Selina Chadha, directrice de la connectivité à l'Ofcom, n’y va pas par quatre chemins : 

« Les règles de neutralité du net limitent les activités des fournisseurs d’accès à Internet et pourraient restreindre leur capacité à développer de nouveaux services et à gérer leurs réseaux .

Nous voulons nous assurer qu'ils peuvent également innover, aux côtés de ceux qui développent de nouveaux contenus et services, et protéger leurs réseaux lorsque les niveaux de trafic pourraient les pousser à leurs limites.

Nous pensons que les consommateurs en bénéficieront ».

Plusieurs pistes sont lancées avec des forfaits Premium, des « services spécialisés », des mesures de gestion du trafic et du « zero-rating ». L’Ofcom demande au marché de lui faire des retours jusqu’au 13 janvier et, en fonction des commentaires, prévoit de publier sa décision et les nouvelles orientations à l’automne 2023.

YouTube Premium : des tarifs discrètement augmentés dans quelques pays, pas en France

C’est sans annonce ni fanfare que Google augmente actuellement les prix de son offre Premium pour YouTube, à la fois pour les individus et les familles, conséquence d’une inflation mordante dans de nombreux pays.

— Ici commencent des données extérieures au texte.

Issue #4689, opened 2020-01-20
Add remote signing to substrate client


wpank:
The following proposes the addition of remote signing functionality within the substrate client. 

# Context

Security of Proof of Stake networks lie within the hands of validators - without the security these entities provide, the whole system falls apart. The responsibility of a validator is to operate stable, reliable, consistent, and secure operations of their nodes. This responsibility also includes managing their signing keys, keys that let the network know _they_ were the ones that verified that the activity they put on the network is non-byzantine.

As a validator, the current paradigm of storing hot session keys in the client leaves much to be desired in terms of security. Although session keys cannot lead to direct access of funds, a compromise of the validator host (and the session keys within it) can lead to a complete loss of funds for a validator and the funds of those nominating them. Furthermore, there is a greedy incenctive to compromise these keys, as up to 10% of the slash can get rewarded to those who report it. While key rotation helps mitigate this to an extent, a more elegant solution of key storage and signing will be required in the long run.

Separating out the storage and signing interface of session keys from the validator host client would allow validators to create more robust and flexible operations, while providing additional layers of defense against possible attack vectors. A full compromise of the validator host shouldn't enable conditions where the validator can be slashed. Separating out the storage of session keys would mean adding the ability to have a remote signing interface, which gives a flexible means of having a remote signing server - one which ideally has double signing protection and HSM, TEE, Ledger, and TSS support. This addition increases the cost of compromising validator operations, something that creates a more resilient and secure network in the long run. 

## Remote Signing Server

The following proposes the approaches of one remote signing server, although the interfaces exposed by the substrate client should allow for multiple implementations to exist. The signing server proposed here would live as a rust module in a separate repository - these considerations are for reference and context.

A remote signing server should be flexible to account for a diversity of key management approaches, including TEE, HSM, cloud HSM, Ledger, and encrypted software based key storage. Additionally, the remote signing server should be able to support multiple substrate based chains. This essentially acts as a single API for all key management and signing.

#### Approach

The signing server should run as a separate process on a physical on-premise host, although cloud based should be considered as well (although is less preferred).

[...]

PR #4925, opened 2020-02-14
Introduce `sign_with` method in keystore

rakanalh:
This PR is part of the effort on implementing [Remote signing](https://github.com/paritytech/substrate/issues/4689).

The change introduces `sign_with` method where the caller passes the public key and the key type ID. The pair matching against those parameters is done within the store rather than outside of it so that the call site isn't responsible about signing implementation details.


client/keystore/src/lib.rs
```diff
@@ -21,7 +21,7 @@
 use std::{collections::HashMap, path::PathBuf, fs::{self, File}, io::{self, Write}, sync::Arc};
 
 use sp_core::{
-	crypto::{KeyTypeId, Pair as PairT, Public, IsWrappedBy, Protected}, traits::BareCryptoStore,
+	crypto::{KeyTypeId, Pair as PairT, Public, IsWrappedBy, Protected, SupportedPublicKey, SignatureValue}, traits::BareCryptoStore,
```
gnunicorn: please wrap.

client/keystore/src/lib.rs
```diff
@@ -276,9 +276,35 @@ impl Store {
 		buf.push(key_type + key.as_str());
 		Some(buf)
 	}
+
+	/// Signs a message with the private key that matches
+	/// the public key passed.
+	fn _sign_with(&self, public: SupportedPublicKey, id: KeyTypeId, msg: &[u8]) -> std::result::Result<SignatureValue, String> {
```
gnunicorn: please wrap...

client/keystore/src/lib.rs
```diff
@@ -276,9 +276,35 @@ impl Store {
...
+			}
+		}
+	}
 }
 
 impl BareCryptoStore for Store {
+
+	/// Signs a message with the private key that matches
+	/// the public key passed.
+	fn sign_with(&self, public: SupportedPublicKey, id: KeyTypeId, msg: &[u8]) -> std::result::Result<SignatureValue, String> {
```
gnunicorn: please wrap

primitives/io/src/lib.rs
```diff
@@ -410,8 +413,10 @@ pub trait Crypto {
 		self.extension::<KeystoreExt>()
 			.expect("No `keystore` associated for the current context!")
 			.read()
-			.ed25519_key_pair(id, &pub_key)
-			.map(|k| k.sign(msg))
+			.sign_with((*pub_key).into(), id, msg)
+			.map(|sig| sig.try_into().ok())
```
gnunicorn: I just learned about the nicer `and_then` (instead of `map(..).flatten()` pattern) ...probably something to use here..

primitives/core/src/crypto.rs
```diff
@@ -529,6 +530,76 @@ pub trait Public: AsRef<[u8]> + AsMut<[u8]> + Default + Derive + CryptoType + Pa
...
+	fn to_raw_vec(&self) -> Vec<u8> { self.as_slice().to_vec() }
+
+	/// Return a slice filled with raw data.
+	fn as_slice(&self) -> &[u8] { self.as_ref() }
+}
+
+/// An enum which holds references to public keys which are
+/// supported for signing messages
+#[cfg(feature = "full_crypto")]
+pub enum SupportedPublicKey {
```
gnunicorn: Is it possible to use `AppKey` directly and drop this and the related enum in favor of it?

client/keystore/src/lib.rs
bkchr:
```suggestion
	fn sign_with(&self, public: SupportedPublicKey, id: KeyTypeId, msg: &[u8]) -> std::result::Result<SignatureValue, String> {
```

primitives/core/src/crypto.rs
bkchr: Can we not just follow the same strategy as before? Like `sign_with_ed25519` etc?

client/keystore/src/lib.rs
bkchr: This function should also return a `Future`.

primitives/core/src/crypto.rs
rakanalh: @gnunicorn and I have discussed this and here's a summary of our thoughts about this:

`AppPair`/`AppPublic` ... etc are defined in `sp-app-crypto` while the `BareCryptoStore` trait is defined in `sp-core`. The former crate depends on the latter so it's not a good idea to `use sp_app_crypto` inside `sp_core`. Therefore, the trait cannot use `AppPublic` as a parameter type in replacement of `SupportedPublicKey`.

primitives/core/src/traits.rs
```diff
@@ -74,6 +77,15 @@ pub trait BareCryptoStore: Send + Sync {
...
 	/// Returns `true` iff all private keys could be found.
 	fn has_keys(&self, public_keys: &[(Vec<u8>, KeyTypeId)]) -> bool;
+
+	/// Signs a message with the private key that matches
+	/// the public key passed.
+	fn sign_with(
+		&self,
+		kind: KeyKindId,
+		id: KeyTypeId,
+		msg: &[u8],
```
bkchr: context missing.

client/keystore/src/lib.rs
```diff
@@ -276,11 +277,59 @@ impl Store {
...
+					.sr25519_public_keys(id)
+					.pop()
+					.ok_or(String::from("sr25519 key not found"))?;
+				let key_pair: sr25519::Pair = self
+					.key_pair_by_type::<sr25519::Pair>(&public_key, id)
+					.map(Into::into)
+					.map_err(|e| e.to_string())?;
+				return Ok(<[u8; 64]>::from(key_pair.sign(msg)).to_vec());
+			}
+			_ => Err(String::from("Key kind invalid")),
```
NikVolf:
```suggestion
			_ => Err(String::from("Key kind invalid"))
```

client/keystore/src/lib.rs
```diff
@@ -276,11 +277,59 @@ impl Store {
...
+		}
+	}
 }
 
 impl BareCryptoStore for Store {
+	/// Signs a message with the private key that matches
```
NikVolf: This doc should be in `BareCryptoStore` trait?

primitives/core/src/ecdsa.rs
```diff
@@ -95,6 +95,7 @@ impl Public {
 }
 
 impl TraitPublic for Public {
+	const KEY_KIND_ID: &'static str = "sr25519";
```
NikVolf: Why this is inside a trait directly and in ed25519 is defined through some const `ED25519_KIND_ID`?

primitives/core/src/testing.rs
```diff
@@ -131,6 +134,34 @@ impl crate::traits::BareCryptoStore for KeyStore {
 	fn has_keys(&self, public_keys: &[(Vec<u8>, KeyTypeId)]) -> bool {
 		public_keys.iter().all(|(k, t)| self.keys.get(&t).and_then(|s| s.get(k)).is_some())
 	}
+
+	fn sign_with(&self, kind: KeyKindId, id: KeyTypeId, msg: &[u8]) -> Result<Vec<u8>, String> {
+		match kind {
+			"ed25519" => {
```
NikVolf: Shouldn't it use const you define above?

primitives/core/src/traits.rs
rakanalh: As stated elsewhere, this is not the case anymore.

client/keystore/src/lib.rs
```diff
@@ -276,11 +277,59 @@ impl Store {
 		buf.push(key_type + key.as_str());
 		Some(buf)
 	}
+
+	/// Signs a message with the private key that matches
+	/// the public key passed.
+	fn _sign_with(
```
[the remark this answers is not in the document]
rakanalh: `sign_with` is defined in `BareCryptoStore` trait which is why we opted for underscoring this one in `KeyStore`

primitives/core/src/traits.rs
```diff
@@ -69,11 +66,60 @@ pub trait BareCryptoStore: Send + Sync {
 
 	/// Get the password for this store.
 	fn password(&self) -> Option<&str>;
-
+	/// Provided a list of (CryptoTypeId,[u8]) pairs, this would return
+	/// a filtered list of public keys which are supported by the keystore.
+	fn get_supported_keys(&self, id: KeyTypeId, keys: Vec<CryptoTypePublicPair>) -> Result<Vec<CryptoTypePublicPair>, String>;
```
NikVolf: we, along with Rust in general, avoid `get_` prefixes

primitives/core/src/traits.rs
```diff
@@ -69,11 +66,60 @@ pub trait BareCryptoStore: Send + Sync {
 
 	/// Get the password for this store.
 	fn password(&self) -> Option<&str>;
-
+	/// Provided a list of (CryptoTypeId,[u8]) pairs, this would return
```
NikVolf: First doc header, then description separated by empty line renders much better in html

```rust
/// List of supported keys.
/// 
/// Provided a list of (CryptoTypeId,[u8]) pairs, this would return 
/// a filtered list of public keys which are supported by the keystore.
```

primitives/core/src/testing.rs
```diff
@@ -131,6 +136,63 @@ impl crate::traits::BareCryptoStore for KeyStore {
...
+				return Ok(<[u8; 64]>::from(key_pair.sign(msg)).to_vec());
+			}
+			sr25519::SR25519_CRYPTO_ID => {
+				let key_pair: sr25519::Pair = self
+					.sr25519_key_pair(id, &sr25519::Public::from_slice(key.1.as_slice()))
+					.map(Into::into)
+					.ok_or(String::from("sr25519 pair not found"))?;
+				return Ok(<[u8; 64]>::from(key_pair.sign(msg)).to_vec());
+			}
+			_ => Err(String::from("Key kind invalid")),
```
NikVolf:
```suggestion
			_ => Err(String::from("Key kind invalid"))
```

client/keystore/src/lib.rs
```diff
@@ -276,11 +277,87 @@ impl Store {
...
+			}
+			sr25519::SR25519_CRYPTO_ID => {
+				let pub_key = sr25519::Public::from_slice(key.1.as_slice());
+				let key_pair: sr25519::Pair = self
+					.key_pair_by_type::<sr25519::Pair>(&pub_key, id)
+					.map(Into::into)
+					.map_err(|e| e.to_string())?;
+				return Ok(<[u8; 64]>::from(key_pair.sign(msg)).to_vec());
+			}
+			_ => Err(String::from("Key kind invalid"))
```
gnunicorn:
```suggestion
			_ => Err(String::from("Key kind not supported"))
```

client/keystore/src/lib.rs
```diff
@@ -276,11 +277,87 @@ impl Store {
...
 	}
+
+	/// Signs a message with the private key that matches
+	/// the public key passed.
+	fn _sign_with(
+		&self,
+		id: KeyTypeId,
+		key: &CryptoTypePublicPair,
+		msg: &[u8],
+	) -> std::result::Result<Vec<u8>, String> {
```
gnunicorn: we already import `std`, so maybe we could just extend that import to also get `Result` and have a shorter version here and below? Preference ...

```suggestion
	) -> Result<Vec<u8>, String> {
```

client/keystore/src/lib.rs
```diff
@@ -276,11 +277,87 @@ impl Store {
...
+								.map(|keys| keys.iter().map(|k| k.to_raw_vec()).collect())
+								.map_err(|e| e.to_string())?;
+
+		Ok(keys.iter().filter_map(|k| {
+			match k.0 {
+				sr25519::SR25519_CRYPTO_ID if sr25519_existing_keys.contains(&k.1.to_vec()) => Some(k),
+				ed25519::ED25519_CRYPTO_ID if ed25519_existing_keys.contains(&k.1.to_vec()) => Some(k),
+				_ => None
+			}
+		}).cloned().collect::<Vec<_>>())
```
gnunicorn: do we really have to clone here? How come?

```suggestion
		}).collect::<Vec<_>>())
```

client/keystore/src/lib.rs
```diff
@@ -276,11 +277,87 @@ impl Store {
...
+		let mut keys: Vec<CryptoTypePublicPair> = vec![];
+		keys.extend(sr25519_existing_keys.iter()
+					.cloned()
+    				.map(|k| (sr25519::SR25519_CRYPTO_ID, k)));
+		keys.extend(ed25519_existing_keys.iter()
+    				.cloned()
+					.map(|k| (ed25519::ED25519_CRYPTO_ID, k))
+					.collect::<Vec<_>>());
+		Ok(keys)
+
```
gnunicorn: Maybe use `.chain` instead? And do that internal mapping already in the first iteration? Would save you a few vec allocations..


```rust

let ed_keys = self.public_keys_by_type::<ed25519::Public>(id)
	.map_err(|e| e.to_string())?
	.iter().map(|k| (ed25519::ED25519_CRYPTO_ID, k.to_raw_vec()));

let sr_keys = self.public_keys_by_type::<sr25519::Public>(id)
	.map_err(|e| e.to_string())?
	.iter().map(|k| (sr25519::SR25519_CRYPTO_ID, k.to_raw_vec()));

Ok(ed_keys.chain(sr_keys).collect::Vec<_>());
```

Wouldn't that do it?

primitives/core/src/crypto.rs
```diff
@@ -918,6 +925,13 @@ impl<'a> TryFrom<&'a str> for KeyTypeId {
 	}
 }
 
+/// An identifier for a specific cryptographic algorithm used by a key pair
+#[derive(Copy, Clone, Default, PartialEq, Eq, PartialOrd, Ord, Hash)]
+pub struct CryptoTypeId(pub &'static str);
```
gnunicorn: Didn't we say, this should better be a bound sized `u8` so we can do `Encode/Decode` without Problems?
```suggestion
pub struct CryptoTypeId(pub [u8; 4]);
```

primitives/core/src/crypto.rs
```diff
@@ -918,6 +925,13 @@ impl<'a> TryFrom<&'a str> for KeyTypeId {
 	}
 }
 
+/// An identifier for a specific cryptographic algorithm used by a key pair
+#[derive(Copy, Clone, Default, PartialEq, Eq, PartialOrd, Ord, Hash)]
```
gnunicorn: see comment below.
```suggestion
#[derive(Copy, Clone, Encode, Decode, Default, PartialEq, Eq, PartialOrd, Ord, Hash)]
```

primitives/core/src/ecdsa.rs
```diff
@@ -36,10 +36,15 @@ use crate::{hashing::blake2_256, crypto::{Pair as TraitPair, DeriveJunction, Sec
...
 use serde::{de, Serializer, Serialize, Deserializer, Deserialize};
-use crate::crypto::{Public as TraitPublic, UncheckedFrom, CryptoType, Derive};
+use crate::crypto::{Public as TraitPublic, UncheckedFrom, CryptoType, Derive, CryptoTypeId};
 #[cfg(feature = "full_crypto")]
 use secp256k1::{PublicKey, SecretKey};
 
+/// A value which is passed along with the public key
+/// to define which cryptographic algorithm that key
+/// belongs to.
+pub const ECDSA_CRYPTO_ID: CryptoTypeId = CryptoTypeId("ecdsa");
```
gnunicorn:
```suggestion
pub const ECDSA_CRYPTO_ID: CryptoTypeId = CryptoTypeId(b"ecds");
```

primitives/core/src/ed25519.rs
```diff
@@ -38,10 +38,15 @@ use crate::crypto::{Pair as TraitPair, DeriveJunction, SecretStringError};
...
 use serde::{de, Serializer, Serialize, Deserializer, Deserialize};
-use crate::{crypto::{Public as TraitPublic, UncheckedFrom, CryptoType, Derive}};
+use crate::crypto::{Public as TraitPublic, UncheckedFrom, CryptoType, Derive, CryptoTypeId};
 use sp_runtime_interface::pass_by::PassByInner;
 use sp_std::ops::Deref;
 
+/// A value which is passed along with the public key
+/// to define which cryptographic algorithm that key
+/// belongs to.
+pub const ED25519_CRYPTO_ID: CryptoTypeId = CryptoTypeId("ed25519");
```
gnunicorn:
```suggestion
pub const ED25519_CRYPTO_ID: CryptoTypeId = CryptoTypeId(b"ed25");
```

primitives/core/src/sr25519.rs
```diff
@@ -54,6 +54,11 @@ use sp_runtime_interface::pass_by::PassByInner;
 #[cfg(feature = "full_crypto")]
 const SIGNING_CTX: &[u8] = b"substrate";
 
+/// A value which is passed along with the public key
+/// to define which cryptographic algorithm that key
+/// belongs to.
+pub const SR25519_CRYPTO_ID: CryptoTypeId = CryptoTypeId("sr25519");
```
gnunicorn:
```suggestion
pub const SR25519_CRYPTO_ID: CryptoTypeId = CryptoTypeId(b"sr25");
```

primitives/core/src/testing.rs
```diff
@@ -131,6 +136,63 @@ impl crate::traits::BareCryptoStore for KeyStore {
...
+			match k.0 {
+				sr25519::SR25519_CRYPTO_ID if sr25519_existing_keys.contains(&k.1.to_vec()) => Some(k),
+				ed25519::ED25519_CRYPTO_ID if ed25519_existing_keys.contains(&k.1.to_vec()) => Some(k),
+				_ => None
+			}
+		}).cloned().collect::<Vec<_>>())
+	}
+
+	fn get_keys(&self, id: KeyTypeId) -> Result<Vec<CryptoTypePublicPair>, String> {
+		let ed25519_existing_keys: Vec<Vec<u8>> = self.ed25519_public_keys(id).iter()
```
gnunicorn: see above

client/keystore/src/lib.rs
rakanalh: Result is already defined in the same file as an alias:
https://github.com/paritytech/substrate/blob/ab53994d74b0ad6983432050d540f834a8dc2c7f/client/keystore/src/lib.rs#L53

So i thought i would just use the full import path so that it's clear as to which one we're using here.

client/authority-discovery/src/lib.rs
```diff
@@ -211,10 +212,23 @@ where
...
 
-		for key in self.get_priv_keys_within_authority_set()?.into_iter() {
-			let signature = key.sign(&serialized_addresses);
+		let keys: Vec<CryptoTypePublicPair> = self.get_own_public_keys_within_authority_set()?
+			.into_iter()
+			.map(|k| (sr25519::SR25519_CRYPTO_ID, k.to_raw_vec()))
+			.collect();
+
+		let signatures = self.key_store
+							 .read()
```
bkchr: Whitespaces?

client/keystore/src/lib.rs
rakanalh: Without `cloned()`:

Le gros des hausses se fait sur les forfaits famille. Selon 9to5mac, quatre pays sont concernés pour l’instant : 

  • États-Unis : de 17,99 à 22,99 dollars
  • Canada : de 17,99 à 22,99 dollars canadiens
  • Argentine : de 179 à 699 pesos argentins
  • Royaume-Uni : de 17,99 à 19,99 livres

Les formules individuelles évoluent également dans certains pays, dont l’Argentine encore une fois dont le tarif de 119 pesos explose pour passer à 389. Un facteur de plus de 3 (presque 4 pour la formule familiale). En Turquie, le tarif double quasiment, de 16,99 livres turques à 29,99. Au Japon, la hausse est plus douce, de 1 780 yens à 2 280.

Les personnes concernées sont averties par email. La hausse entrera en vigueur en avril. Google ajoute à ce sujet qu’elle préviendra au moins 30 jours avant la date précise. Rien n’est dit cependant pour l’Europe, mais il est probable que la situation ne dure pas.

PC Manager, un drôle de mini-CCleaner chez Microsoft

On ne sait pas pourquoi, mais Microsoft propose sur le marché chinois et en bêta une application permettant de réaliser en un clic plusieurs opérations, principalement pour libérer de la place en débarrassant la machine de vieux fichiers, de caches, etc.

Rien de bouleversant donc, mais la démarche pourrait plaire, car ce « PC Manager » – un bien grand nom pour une si petite chose – a le mérite d’afficher des fonctions souvent planquées un peu partout dans Windows.

On peut ainsi faire un peu de ménage, contrôler quelles applications se lancent au démarrage, examiner ce qui consomme de l’espace disque, créer des points de restauration, vérifier les mises à jour ou encore se pencher sur les options de protection dans Edge. L’application pourrait rencontrer son public car elle est simple et réunit ces réglages au même endroit.

On ne sait pas si elle sortira de Chine. On peut l’installer en France si l’on possède un Windows 10 (1809 minimum) ou 11, mais dans notre cas, elle n’a pas voulu se lancer. Pendant l’installation, l’interface se présente en anglais, alors que le site est en chinois (le certificat appartient bien à Microsoft).